Count the lines below that hold the word "root" and say how many, with no other text.

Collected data
--- --- ---

PR #2436, opened 2020-02-20
Update Getting Started

smitterl:
1. Avocado doc has been restructured: fix broken links
2. Give more priority to pip installation:
 a. It's the primary installation method for Avocado (s. doc
    https://avocado-framework.readthedocs.io/en/latest/guides/user/chapters/installing.html
    "Avocado is primarily written in Python, so a standard Python installation is possible
    and often preferable. You can also install from your distro repository, if available."
    etc.)
 b. Pip installation is available on more environments.
 c. Whoever wants to develop/debug test cases is better off with pip installation.
3. Recommend to use the same installation method for both plugin and main program:
 a. Mixing both methods can lead to issues due to version incompatibility and command
    availability.
4. Add python-devel as dependency: I got installation error from dependency netifaces
   (Python.h: No such file or directory)
5. Add a note that test backend related progrmas should be available on target system
   in order to list test cases.
6. As consequence of GetStartedGuide: Add virsh to recommended programs for qemu test backend
   because Networking is usually done using libvirtd's virbr0 - s. https://avocado-vt.readthedocs.io/en/latest/Networking.html
   A user following the GetStartedGuide and gets to the point where they randomly chose
   any test, e.g.  `lvm.lvm_create` for execution from `avocado list --vt-type qemu`
   will just see "ERROR: Can't add interface ... to bridge virbr0: there is no bridge in the system."
   It's not enough for them to just add a bridge of that name, so it can become quite tedious.
   By having the virsh already as a recommended program the user can at least try install it
   which would then automatically set up the default network with correct bridge.

### DIFF
--- a/README.rst
+++ b/README.rst
@@ -11,7 +11,7 @@ Gettings started with Avocado
 First of all, make sure you have Avocado itself installed. You can check
 the Avocado online documentation at:
 
-http://avocado-framework.readthedocs.org/en/latest/GetStartedGuide.html#installing-Avocado
+https://avocado-framework.readthedocs.io/en/latest/guides/user/chapters/installing.html
 
 Getting started with Avocado-VT
 ===============================
--- a/docs/source/GetStartedGuide.rst
+++ b/docs/source/GetStartedGuide.rst
@@ -6,24 +6,22 @@ Getting Started
 
 The first step towards using Avocado-VT is, quite obviously, installing it.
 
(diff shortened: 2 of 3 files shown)


ngu-niny:
@luckyh Xu, could you help to review the patch? It's submitted by our s390x colleague Sebas.

Thanks in advance.

PR #2443, opened 2020-02-24
Add scsi hostdev helper functions

smitterl:
1. `utils_disk.get_scsi_info`: new function to get required information
   for `//hostdev/source/address`
2. `utils_test.libvirt.create_hostdev_xml`:
 a. handle usb/pci as before
 b. add logic for scsi
 c. don't modify name of parameter `pci_id`: it has already been overloaded
    to be used with usb, so explicitly mention which information parameter
    can hold but don't change name for backwards compatibility in case
    function called with named parameters

### DIFF
--- a/virttest/utils_disk.py
+++ b/virttest/utils_disk.py
@@ -621,6 +621,22 @@ def _get_mpoint_fstype_linux(session, partition):
     return mount_info.groups()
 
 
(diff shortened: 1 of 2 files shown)


smitterl:
This change was tested during related PR https://github.com/autotest/tp-libvirt/pull/2566

PR #2445, opened 2020-02-25
The cpulist has to be an integer

tfauck:
In some cases CPU being tested is an empty string resulting in that message. Skipping that case.

Signed-off-by: thierry <tfauck@free.fr>


sathnaga:
@tfauck could you pls add supporting test results, failing vs passing, tnx!

PR #2446, opened 2020-02-25
nodecpustat always send a blank line

tfauck:
Even if command is invalid a blanc line is returned by the command.
Currently it is supposed as an error, so testing that case to prevent a
false error.

Signed-off-by: Thierry <tfauck@free.fr>

### DIFF
--- a/virttest/virsh.py
+++ b/virttest/virsh.py
@@ -2585,7 +2585,11 @@ def nodecpustats(option='', **dargs):
     """
 
     cmd_nodecpustat = "nodecpustats %s" % option
-    return command(cmd_nodecpustat, **dargs)
+    result = command(cmd_nodecpustat, **dargs)
+    if result.splitline() == "":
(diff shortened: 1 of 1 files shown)


virttest/virsh.py
```diff
@@ -2585,7 +2585,11 @@ def nodecpustats(option='', **dargs):
     """
 
     cmd_nodecpustat = "nodecpustats %s" % option
-    return command(cmd_nodecpustat, **dargs)
+    result = command(cmd_nodecpustat, **dargs)
```
sathnaga, line 2588: this is library call, check of the api behaviour has to be handled in individual testcase, in https://github.com/autotest/tp-libvirt/blob/master/libvirt/tests/src/virsh_cmd/host/virsh_nodecpustats.py

sathnaga:
Closing as this change is not relevant here.

PR #2451, opened 2020-02-27
Fix keep printing error logs when Client process terminated unexpectedly

xiaodwan:
As you can see below, There are millions of error logs were printed in job.log. so the job.log
is very large which makes jenkins out-of-memory.

2020-02-23 23:28:41,427 virt_vm          L1188 DEBUG| Attempting to log into 'esx6.7-rhel8.1-x86_64WY0' (timeout 480s)
2020-02-23 23:29:21,840 ip_sniffing      L0053 DEBUG| Updated HWADDR (00:50:56:ac:06:41)<->(192.168.122.150) IP pair into address cache
2020-02-23 23:29:22,067 virt_vm          L0919 DEBUG| Found/Verified IP 192.168.122.150 for VM esx6.7-rhel8.1-x86_64WY0 NIC 0
2020-02-23 23:30:43,083 ip_sniffing      L0068 DEBUG| Dropped the address cache of HWADDR (00:50:56:ac:06:41)
2020-02-23 23:30:43,086 virt_vm          L1373 DEBUG| Attempting to log into 'esx6.7-rhel8.1-x86_64WY0' via serial console (timeout 10s)
2020-02-23 23:30:43,087 utils_net        L3648 WARNI| Error occur when update VM address cache: No console available.
2020-02-23 23:30:43,088 virt_vm          L1373 DEBUG| Attempting to log into 'esx6.7-rhel8.1-x86_64WY0' via serial console (timeout 10s)
2020-02-23 23:30:43,088 utils_net        L3648 WARNI| Error occur when update VM address cache: No console available.
2020-02-23 23:30:43,089 virt_vm          L1373 DEBUG| Attempting to log into 'esx6.7-rhel8.1-x86_64WY0' via serial console (timeout 10s)
2020-02-23 23:30:43,089 utils_net        L3648 WARNI| Error occur when update VM address cache: No console available.
2020-02-23 23:30:43,090 virt_vm          L1373 DEBUG| Attempting to log into 'esx6.7-rhel8.1-x86_64WY0' via serial console (timeout 10s)
2020-02-23 23:30:43,090 utils_net        L3648 WARNI| Error occur when update VM address cache: No console available.
2020-02-23 23:30:43,090 virt_vm          L1373 DEBUG| Attempting to log into 'esx6.7-rhel8.1-x86_64WY0' via serial console (timeout 10s)
2020-02-23 23:30:43,091 utils_net        L3648 WARNI| Error occur when update VM address cache: No console available.
2020-02-23 23:30:43,091 virt_vm          L1373 DEBUG| Attempting to log into 'esx6.7-rhel8.1-x86_64WY0' via serial console (timeout 10s)

Let's see how it happens by this simple chart.

wait_for_login ->
    while
        self.login ->
            remote_login ->
                handle_prompts

First wait_for_login was called, in the function, wait_for_get_address was called to get
the ip of the guest. By the log, we can see the ip (192.168.122.150) was acquired successfully.
Then the code goes into the while loop which calls function login. In the login function, it
calls remote_login, in remote_login it calls handle_promts. This process generates an ssh command
to connect to the guest. But for some unknow reason, the ssh command timeout, and handle_prompts
raise a timeout exception, and in the while loop of wait_for_login, the exception errors was only
saved silently and then try self.login again.

In the new self.login call, becase of the same unknow reason, the login timeout again.

After two times failure, the guest's state becomes to shutoff suddently, the shutoff reason is 'unknown'. It
might be casued by a crash, but this is another problem. so right now the Client process was terminated and
a exception 'remote.LoginProcessTerminatedError' was raised and be ignored in the while loop as same as the
timeout exception.

From now on, the new self.login will keep trying to connect to a dead guest, which cause the code to call
update_mac_ip_address to update the address by serial console, then reports 'No console available'. and
the failure log prints untill while loop timeout.

That's how the problem happens.

In fact, when the client process is terminated, it means something unrecoverable happens, the login process
should be stoped. so the fix is just capturing the LoginProcessTerminatedError exception and break the
while loop.

### DIFF
--- a/virttest/virt_vm.py
+++ b/virttest/virt_vm.py
@@ -1216,6 +1216,8 @@ class BaseVM(object):
                 if serial:
                     break
                 raise
+            except remote.LoginProcessTerminatedError:
+                raise
             except Exception as err:
                 error = err
             not_tried = False


xiaodwan:
The  error was printed as expected.

 (1/1) type_specific.io-github-autotest-libvirt.convert_from_file.positive_test.linux.input_mode.vmx.vmx_ssh.latest8.output_mode.libvirt: ERROR: Login timeout expired    (output: "exceeded 480 s timeout, last failure: Client process terminated    (status: 255,    output: 'ssh: connect to host 192.168.122.150 port 22: No route to host\\n')") (828.56 s)

xiaodwan:
@kylazhang @chunfuwen @chloerh Please help to review this PR, thanks.

xiaodwan:
The ssh timeout is caused by the virbr0 interface in the guest. it has same ip address '192.168.122.1' as the host by default.
Althought we can fix it by removing '/etc/libvirt/qemu/autostart/default.xml', this fix is still needed to ensure the problem will not occur.

xiaodwan:
> I'm not sure about this. But I have met this before and maybe we could insert wait time between every 'raise' to reduce the amount of errors.
> I guess this works too.
I don't think It's a good idea to add a sleep between every call to reduce the logs. 
It's meaningless to still connect to a dead guest. And I can't think of any other scenarios to
connect to a process when LoginProcessTerminatedError was raised.

And please see my another comment about the resaon of ssh timeout. You can fix it in the guest.

virttest/virt_vm.py
```diff
@@ -1216,6 +1216,9 @@ def print_guest_network_info():
                 if serial:
                     break
                 raise
+            except remote.LoginProcessTerminatedError as err:
+                error = err
```
chunfuwen: I notice the output log comes from serial console, so suggest add conditional here:
if serial:
     break

Moreover, have you any chance to test the change ? please upload some test results if you have.

virttest/virt_vm.py
```diff
@@ -1216,6 +1216,9 @@ def print_guest_network_info():
                 if serial:
                     break
                 raise
+            except remote.LoginProcessTerminatedError as err:
```
chunfuwen: From your paste logs, most of them comes from virt_vm L1373 ,which is wait_for_serial_login(). 
This is not right place to suppress the log

xiaodwan: When remote.LoginProcessTerminatedError(or ExpectProcessTerminatedError) is raised, it means the aexpect process is dead, why the loop is still running and keeps trying to connect a dead process? 
We should look into why it happens, but not where it happens. I'm not suppressing the log. This patch tries to fix the problem I'm asking above. If anybody gives some reasons why we should not break the loop, then we should fix it in other places by checking the serial condition(This should modify several functions and may break some script, so it has more risks than my current fix).  

In order to show this problem clearly, I'll give more explain.
After LoginProcessTerminatedError happens, the next code runs as below:
self.login->self.get_address(L1089)->self._get_address(L778)->self.address_cache.drop(L829)->raise VMAddressVerificationError(L835)->utils_net.update_mac_ip_address(L1091)->vm.wait_for_serial_login(utils_net.py:3640)->logging.warn("Error occur when update VM )(utils_net.py:3648)->then a new loop again(keep printing above two line logs).

chunfuwen: LoginProcessTerminatedError inherit from LoginError, which extends generic exception (virttest/remote.py). So LoginProcessTerminatedError throwing DOES NOT mean  'aexpect process is dead' since LoginProcessTerminatedError doesn't implement any additional logic there , but just  override __str__(). 
I think that is why it use generic Exception at last in line 1222.

xiaodwan: Then we can check the status and output, the make sure it is aexpect.ExpectProcessTerminatedError.  ILoginProcessTerminatedError is raised in handle_prompt when ExpectProcessTerminatedError happens.

xiaodwan: I checked other places useing LoginProcessTerminatedError, an exceptions.TestError will be raised. I can say LoginProcessTerminatedError has same meaning as aexpect.ExpectProcessTerminatedError. The current code doesn't need to be changed.

xiaodwan:
@kylazhang @dzhengfy Could you help to review this PR? thanks.

virttest/virt_vm.py
```diff
@@ -1216,6 +1216,9 @@ def print_guest_network_info():
...
+                error = err
+                break
```
dzhengfy: Is it better to use 'raise' instead of break? Because if 'break', then  print_guest_network_info() will be executed, but I do not think that is necessary. This exception is enough to be raised just like above LoginAuthenticationError. What do you think of? @xiaodwan

virttest/virt_vm.py
```diff
@@ -1216,6 +1216,9 @@ def print_guest_network_info():
...
             except Exception as err:
                 error = err
```
dzhengfy: In addition, in order to decrease the times we try to login when an unknown exception is happened, shall we add some sleep here? @xiaodwan

virttest/virt_vm.py
xiaodwan: Yes, 'raise' is better than 'break' here, thanks.

virttest/virt_vm.py
xiaodwan: I don't think 'sleep' is necessary,  because unknown exception is suppressed by the common Exception clause. If there are other scenarios are not considered,  a sleep will not help too much, and it may hidden some real script bugs.

virttest/virt_vm.py
kylazhang: I find the aexpect code to check the raise condition
```
        # Check if the child has terminated
        if utils_wait.wait_for(lambda: not self.is_alive(), 5, 0, 0.1):
            raise ExpectProcessTerminatedError(patterns, self.get_status(),
                                               output)
```
So that should means only when process is not alive, it will raise this kind of error
So I think it should work @chunfuwen

virttest/virt_vm.py
dzhengfy: I do not agree this will hid some script bugs. This suggestion is for your statement below:
```
 But for some unknow reason, the ssh command timeout, and handle_prompts
raise a timeout exception, and in the while loop of wait_for_login, the exception errors was only
saved silently and then try self.login again.
```
In your test log,  there are many times to log in 'Attempting to log into'  at 2020-02-23 23:30:43 , so many logs are printed. I think we can add sleep to avoid of printing so many logs in case there is no LoginProcessTerminatedError happened, ssh timeout exception will always happen, then the  'Attempting to log into'  log will print too many.

xiaodwan: The remote_login has already had a timeout function by default, this can protect the script will not print too much 'Attempting to log into' and it is how it works before. I don't see any 'Attempting to log into' logs in my experience. If add another sleep function, it will delay the script running normally. 
And for other uncaught exceptions, I can't think of such an exception that will block login operation.

virttest/virt_vm.py
chunfuwen: @kylazhang 
@xiaodwan 
aexpect as client ,which essentially call  underlying subprocess.Popen(cmd), and it is hard to know status of cmd accurately.  Suggest combine LoginProcessTerminatedError with previous LoginAuthenticationError , and do some basic test since wait_for_login() is heavily used function.
            except (remote.LoginAuthenticationError,
                    remote.LoginBadClientError, LoginProcessTerminatedError ):
                if serial:
                    break
                raise

xiaodwan: if serial is true, in wait_for_serial_login, lots of logs will still be printed out. 
I don't think it's a good idea to put together with the two login exceptions.

virttest/virt_vm.py
dzhengfy: If that is the case, I can agree so far.

virttest/virt_vm.py
```diff
@@ -1216,6 +1216,8 @@ def print_guest_network_info():
                 if serial:
                     break
                 raise
+            except remote.LoginProcessTerminatedError:
```
chunfuwen: Can this additional exception:remote.LoginProcessTerminatedError  combined with previous  remote.LoginAuthenticationError ?  In previous LoginAuthenticationError: if serial : break, otherwise  raise

xiaodwan: if serial is true, in the while loop of wait_for_serial_login, lots of logs will still be printed out. And when the process is terminated, even serial is true, the code still can do nothing to make a success result.
I don't think it's a good idea to put together with the LoginAuthenticationError exceptions.
@chunfuwen

chunfuwen: this is heavily common used function, please paste your test result once ready

xiaodwan:
The exception can be raised as expected.

2020-03-10 22:05:15,649 stacktrace       L0044 ERROR| Reproduced traceback from: /root/v2v_auto/avocado-vt/avocado_vt/test.py:436
2020-03-10 22:05:15,656 stacktrace       L0047 ERROR| Traceback (most recent call last):
2020-03-10 22:05:15,656 stacktrace       L0047 ERROR|   File "/root/v2v_auto/avocado-vt/virttest/remote.py", line 161, in handle_prompts
2020-03-10 22:05:15,656 stacktrace       L0047 ERROR|     timeout=timeout, internal_timeout=0.5)
2020-03-10 22:05:15,656 stacktrace       L0047 ERROR|   File "/usr/local/lib/python3.6/site-packages/aexpect-1.5.1-py3.6.egg/aexpect/client.py", line 925, in read_until_last_line_matches
2020-03-10 22:05:15,657 stacktrace       L0047 ERROR|     print_func)
2020-03-10 22:05:15,657 stacktrace       L0047 ERROR|   File "/usr/local/lib/python3.6/site-packages/aexpect-1.5.1-py3.6.egg/aexpect/client.py", line 861, in read_until_output_matches
2020-03-10 22:05:15,657 stacktrace       L0047 ERROR|     raise ExpectProcessTerminatedError(patterns, self.get_status(), o)
2020-03-10 22:05:15,657 stacktrace       L0047 ERROR| aexpect.exceptions.ExpectProcessTerminatedError: Process terminated while looking for patterns ['[Aa]re you sure', '[Pp]assword:\\s*', '\\(or (press|type) Control-D to continue\\):\\s*$', '[Gg]ive.*[Ll]ogin:\\s*$', '(?<![Ll]ast )[Ll]ogin:\\s*$', '[Cc]onnection.*closed', '[Cc]onnection.*refused', '[Pp]lease wait', '[Ww]arning', '[Ee]nter.*username', '[Ee]nter.*password', '[Cc]onnection timed out', '[\\#\\$]\\s*$', 'Escape character is.*', 'Command>']    (status: 255,    output: 'ssh: connect to host 192.168.122.58 port 22: No route to host\n')

xiaodwan:
For a right configured guest, the script can run successfully.
 (1/1) type_specific.io-github-autotest-libvirt.convert_from_file.positive_test.linux.input_mode.vmx.vmx_ssh.latest8.output_mode.libvirt: PASS (572.69 s)

smitterl:
> As you can see below, There are millions of error logs were printed in job.log. so the job.log
> is very large which makes jenkins out-of-memory.

Alternative proposal https://github.com/avocado-framework/avocado-vt/pull/2488

PR #2495, opened 2020-03-31
Add more params for blkdeviotune

dzhengfy:
There are more options for blkdeviotune than before. So this is to
add those into this function.


dzhengfy:
This PR only has impacts on existing cases in tp-libvirt/libvirt/tests/src/migration/migrate_vm.py. I will create another tp-libvirt PR to update.

PR #2503, opened 2020-04-08
Add xml support for domain backup

lento-sun:

### DIFF
--- a/virttest/libvirt_xml/backup_xml.py
+++ b/virttest/libvirt_xml/backup_xml.py
@@ -1,0 +1,117 @@
+"""
+Module simplifying manipulation of XML described at
+http://libvirt.org/formatbackup.html
+"""
+from virttest import xml_utils
+
+from virttest.libvirt_xml import base, accessors, xcepts
+
+
+class BackupXML(base.LibvirtXMLBase):
+    """
+    Domain backup XML class
+
+    Properties:
+        mode:
+            string (push/pull), backup mode
+        incremental:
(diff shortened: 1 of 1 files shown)


lento-sun:
I'll keep this as draft for now, and when I finish the implementation of checkpoint xml and some basic test cases. I'll set this ready to review.

virttest/libvirt_xml/backup_xml.py
```diff
@@ -0,0 +1,117 @@
...
+        self.xmltreefile.write()
+
+    def del_disks(self):
+        """
+        Del all disk sub-elements form the backup xml
+        """
+        self.xmltreefile.remove_by_xpath('/disks', remove_all=True)
+        self.xmltreefile.write()
+
+    class DiskXML(base.LibvirtXMLBase):
```
chunfuwen, line 69: Can we reuse Disk under disk.py ?

lento-sun: This disk xml is different from the virtual disk xml in vm, it's mainly to indicate if backup of that disk will be executed or not, and indicate some params for backup job, will be as following:
```
<domainbackup>
  <disks>
    <disk name='vda' backup='yes'/>
    <disk name='vdb' type='file'>
      <target file='/path/to/vdb.backup'/>
      <driver type='raw'/>
    </disk>
    <disk name='vdc' backup='no'/>
  </disks>
</domainbackup>
```

PR #2508, opened 2020-04-09
Add on create_local_disk to create luks local file

jgao12345:
Add on create_local_disk to create luks local file

Signed-off-by: jgao <jgao@localhost.localdomain>

### DIFF
--- a/virttest/utils_test/libvirt.py
+++ b/virttest/utils_test/libvirt.py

--- --- ---

▸ Output for this task: 2